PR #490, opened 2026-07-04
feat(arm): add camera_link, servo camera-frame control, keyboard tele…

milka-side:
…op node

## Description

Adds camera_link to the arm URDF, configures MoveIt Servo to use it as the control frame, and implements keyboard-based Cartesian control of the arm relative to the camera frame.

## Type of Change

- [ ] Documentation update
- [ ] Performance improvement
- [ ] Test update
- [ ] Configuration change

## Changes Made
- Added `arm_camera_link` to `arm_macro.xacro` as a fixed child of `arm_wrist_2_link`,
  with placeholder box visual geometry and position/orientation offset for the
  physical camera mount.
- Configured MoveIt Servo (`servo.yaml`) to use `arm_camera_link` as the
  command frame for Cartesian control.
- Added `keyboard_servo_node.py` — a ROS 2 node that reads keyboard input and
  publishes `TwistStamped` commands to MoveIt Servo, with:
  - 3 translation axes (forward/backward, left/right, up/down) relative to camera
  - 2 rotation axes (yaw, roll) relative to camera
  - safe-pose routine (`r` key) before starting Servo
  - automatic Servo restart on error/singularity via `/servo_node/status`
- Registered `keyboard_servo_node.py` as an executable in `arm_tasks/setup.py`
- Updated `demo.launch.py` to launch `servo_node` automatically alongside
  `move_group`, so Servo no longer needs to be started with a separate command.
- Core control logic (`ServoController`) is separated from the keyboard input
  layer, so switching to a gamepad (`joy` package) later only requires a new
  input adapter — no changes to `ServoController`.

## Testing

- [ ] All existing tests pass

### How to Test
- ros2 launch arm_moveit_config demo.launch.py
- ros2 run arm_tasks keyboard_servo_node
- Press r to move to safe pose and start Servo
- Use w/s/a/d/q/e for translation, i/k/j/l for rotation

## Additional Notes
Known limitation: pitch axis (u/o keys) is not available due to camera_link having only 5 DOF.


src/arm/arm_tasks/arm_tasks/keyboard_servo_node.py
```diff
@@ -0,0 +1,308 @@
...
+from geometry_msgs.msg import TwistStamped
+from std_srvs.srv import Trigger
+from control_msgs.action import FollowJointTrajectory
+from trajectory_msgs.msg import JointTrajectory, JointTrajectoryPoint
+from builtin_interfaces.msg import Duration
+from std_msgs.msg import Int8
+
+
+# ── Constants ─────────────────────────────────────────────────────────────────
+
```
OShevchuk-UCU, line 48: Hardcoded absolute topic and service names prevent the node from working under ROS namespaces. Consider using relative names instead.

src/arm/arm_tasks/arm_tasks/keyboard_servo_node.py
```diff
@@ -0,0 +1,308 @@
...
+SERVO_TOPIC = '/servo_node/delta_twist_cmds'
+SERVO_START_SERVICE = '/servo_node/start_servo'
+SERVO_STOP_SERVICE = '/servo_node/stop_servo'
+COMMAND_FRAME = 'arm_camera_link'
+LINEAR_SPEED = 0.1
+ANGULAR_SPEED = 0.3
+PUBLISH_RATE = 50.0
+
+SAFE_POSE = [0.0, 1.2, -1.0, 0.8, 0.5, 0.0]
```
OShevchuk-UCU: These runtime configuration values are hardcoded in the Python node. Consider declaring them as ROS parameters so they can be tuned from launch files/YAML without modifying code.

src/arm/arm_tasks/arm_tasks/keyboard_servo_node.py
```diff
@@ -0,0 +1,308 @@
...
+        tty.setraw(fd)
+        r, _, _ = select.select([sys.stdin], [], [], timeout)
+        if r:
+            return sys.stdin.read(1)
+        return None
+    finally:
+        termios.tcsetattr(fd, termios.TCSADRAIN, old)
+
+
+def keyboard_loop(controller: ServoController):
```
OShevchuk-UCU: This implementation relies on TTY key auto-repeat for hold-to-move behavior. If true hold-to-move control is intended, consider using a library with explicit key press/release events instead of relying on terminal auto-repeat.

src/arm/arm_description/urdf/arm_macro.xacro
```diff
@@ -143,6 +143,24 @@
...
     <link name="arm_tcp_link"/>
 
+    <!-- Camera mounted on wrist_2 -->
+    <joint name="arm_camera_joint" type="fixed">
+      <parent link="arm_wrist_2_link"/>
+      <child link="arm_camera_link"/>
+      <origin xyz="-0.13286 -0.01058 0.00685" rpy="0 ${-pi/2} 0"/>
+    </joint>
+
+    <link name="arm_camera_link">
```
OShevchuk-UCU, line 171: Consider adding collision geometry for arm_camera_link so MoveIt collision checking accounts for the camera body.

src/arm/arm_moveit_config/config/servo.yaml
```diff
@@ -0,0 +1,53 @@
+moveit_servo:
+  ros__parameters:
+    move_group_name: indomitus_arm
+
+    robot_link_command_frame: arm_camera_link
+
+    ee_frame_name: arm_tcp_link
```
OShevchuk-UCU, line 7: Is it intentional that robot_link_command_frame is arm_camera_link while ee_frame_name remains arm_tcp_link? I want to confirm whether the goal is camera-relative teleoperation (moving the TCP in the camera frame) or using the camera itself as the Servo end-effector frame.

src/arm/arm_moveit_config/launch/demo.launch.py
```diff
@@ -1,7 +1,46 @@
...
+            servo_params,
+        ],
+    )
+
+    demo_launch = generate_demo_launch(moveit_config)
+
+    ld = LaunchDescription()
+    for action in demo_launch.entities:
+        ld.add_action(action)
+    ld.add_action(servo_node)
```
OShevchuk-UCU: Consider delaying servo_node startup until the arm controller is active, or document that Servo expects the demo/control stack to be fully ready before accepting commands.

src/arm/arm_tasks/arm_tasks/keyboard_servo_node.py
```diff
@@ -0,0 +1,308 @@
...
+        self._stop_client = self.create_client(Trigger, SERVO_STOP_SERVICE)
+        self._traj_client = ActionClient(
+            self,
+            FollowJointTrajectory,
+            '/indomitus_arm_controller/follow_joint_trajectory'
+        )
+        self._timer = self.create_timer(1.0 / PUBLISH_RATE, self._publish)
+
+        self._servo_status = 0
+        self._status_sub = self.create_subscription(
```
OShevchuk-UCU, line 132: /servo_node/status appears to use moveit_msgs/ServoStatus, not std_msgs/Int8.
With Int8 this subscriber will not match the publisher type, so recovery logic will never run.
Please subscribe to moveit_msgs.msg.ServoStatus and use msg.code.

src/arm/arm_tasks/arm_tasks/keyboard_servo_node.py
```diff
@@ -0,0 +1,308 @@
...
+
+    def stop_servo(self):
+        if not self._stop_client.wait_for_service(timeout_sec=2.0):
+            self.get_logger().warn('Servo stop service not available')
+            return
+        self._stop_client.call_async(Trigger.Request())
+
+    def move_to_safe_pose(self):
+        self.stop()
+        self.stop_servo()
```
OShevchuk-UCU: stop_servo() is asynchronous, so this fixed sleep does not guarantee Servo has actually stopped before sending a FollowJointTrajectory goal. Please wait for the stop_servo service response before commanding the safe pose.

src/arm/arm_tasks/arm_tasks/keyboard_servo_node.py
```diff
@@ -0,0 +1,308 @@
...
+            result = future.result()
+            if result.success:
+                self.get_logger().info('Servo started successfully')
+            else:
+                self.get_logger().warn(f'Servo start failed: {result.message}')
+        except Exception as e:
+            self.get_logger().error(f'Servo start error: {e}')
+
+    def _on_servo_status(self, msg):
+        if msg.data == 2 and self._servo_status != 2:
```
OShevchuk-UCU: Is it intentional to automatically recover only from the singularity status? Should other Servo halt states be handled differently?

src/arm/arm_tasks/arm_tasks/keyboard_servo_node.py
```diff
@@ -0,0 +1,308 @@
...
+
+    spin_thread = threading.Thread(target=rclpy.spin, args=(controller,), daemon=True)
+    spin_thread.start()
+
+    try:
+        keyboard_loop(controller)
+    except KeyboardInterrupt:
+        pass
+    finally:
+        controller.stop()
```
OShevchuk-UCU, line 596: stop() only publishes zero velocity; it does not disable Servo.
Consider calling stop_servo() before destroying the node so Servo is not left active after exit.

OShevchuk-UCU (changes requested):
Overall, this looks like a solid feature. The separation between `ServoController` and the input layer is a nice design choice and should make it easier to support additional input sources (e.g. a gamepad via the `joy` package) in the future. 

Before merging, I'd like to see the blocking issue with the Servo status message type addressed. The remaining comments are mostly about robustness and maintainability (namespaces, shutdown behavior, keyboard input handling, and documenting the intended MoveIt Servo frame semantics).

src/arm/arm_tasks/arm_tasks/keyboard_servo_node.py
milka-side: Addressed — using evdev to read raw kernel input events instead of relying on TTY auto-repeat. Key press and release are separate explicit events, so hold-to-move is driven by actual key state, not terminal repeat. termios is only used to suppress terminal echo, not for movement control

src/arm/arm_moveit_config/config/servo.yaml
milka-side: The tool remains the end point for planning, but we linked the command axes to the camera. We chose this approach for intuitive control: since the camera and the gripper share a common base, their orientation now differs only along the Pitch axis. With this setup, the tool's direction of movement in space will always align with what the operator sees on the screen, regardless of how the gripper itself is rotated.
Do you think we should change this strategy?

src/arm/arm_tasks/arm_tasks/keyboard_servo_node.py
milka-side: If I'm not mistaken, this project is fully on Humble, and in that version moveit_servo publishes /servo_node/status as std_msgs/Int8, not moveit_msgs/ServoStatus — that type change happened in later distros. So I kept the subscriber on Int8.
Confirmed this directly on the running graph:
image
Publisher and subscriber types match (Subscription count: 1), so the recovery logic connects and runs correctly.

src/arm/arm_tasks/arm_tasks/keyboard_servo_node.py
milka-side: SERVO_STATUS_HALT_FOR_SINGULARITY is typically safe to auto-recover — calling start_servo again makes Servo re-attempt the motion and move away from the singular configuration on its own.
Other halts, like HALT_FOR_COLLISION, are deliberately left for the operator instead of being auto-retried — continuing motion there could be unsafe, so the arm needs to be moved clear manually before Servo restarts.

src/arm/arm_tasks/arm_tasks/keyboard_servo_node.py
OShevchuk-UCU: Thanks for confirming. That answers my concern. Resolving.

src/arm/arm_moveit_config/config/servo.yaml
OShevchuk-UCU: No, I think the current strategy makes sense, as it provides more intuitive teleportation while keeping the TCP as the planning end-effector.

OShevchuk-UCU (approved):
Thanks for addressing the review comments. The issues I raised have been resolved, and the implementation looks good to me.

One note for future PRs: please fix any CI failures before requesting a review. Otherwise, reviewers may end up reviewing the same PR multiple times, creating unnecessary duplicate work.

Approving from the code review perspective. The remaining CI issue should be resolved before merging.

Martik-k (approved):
◆ ◆ ◆
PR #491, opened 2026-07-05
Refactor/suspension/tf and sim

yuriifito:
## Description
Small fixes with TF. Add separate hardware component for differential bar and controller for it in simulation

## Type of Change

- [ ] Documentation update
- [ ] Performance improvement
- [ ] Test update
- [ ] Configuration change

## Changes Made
◆ ◆ ◆
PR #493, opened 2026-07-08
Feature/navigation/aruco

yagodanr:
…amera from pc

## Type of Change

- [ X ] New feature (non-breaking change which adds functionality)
◆ ◆ ◆
> [What the exercise asks]
Copy each line of the data that contains the word "future", leaving the other lines out.

> [Solution for this problem]
+            result = future.result()
Overall, this looks like a solid feature. The separation between `ServoController` and the input layer is a nice design choice and should make it easier to support additional input sources (e.g. a gamepad via the `joy` package) in the future. 
One note for future PRs: please fix any CI failures before requesting a review. Otherwise, reviewers may end up reviewing the same PR multiple times, creating unnecessary duplicate work.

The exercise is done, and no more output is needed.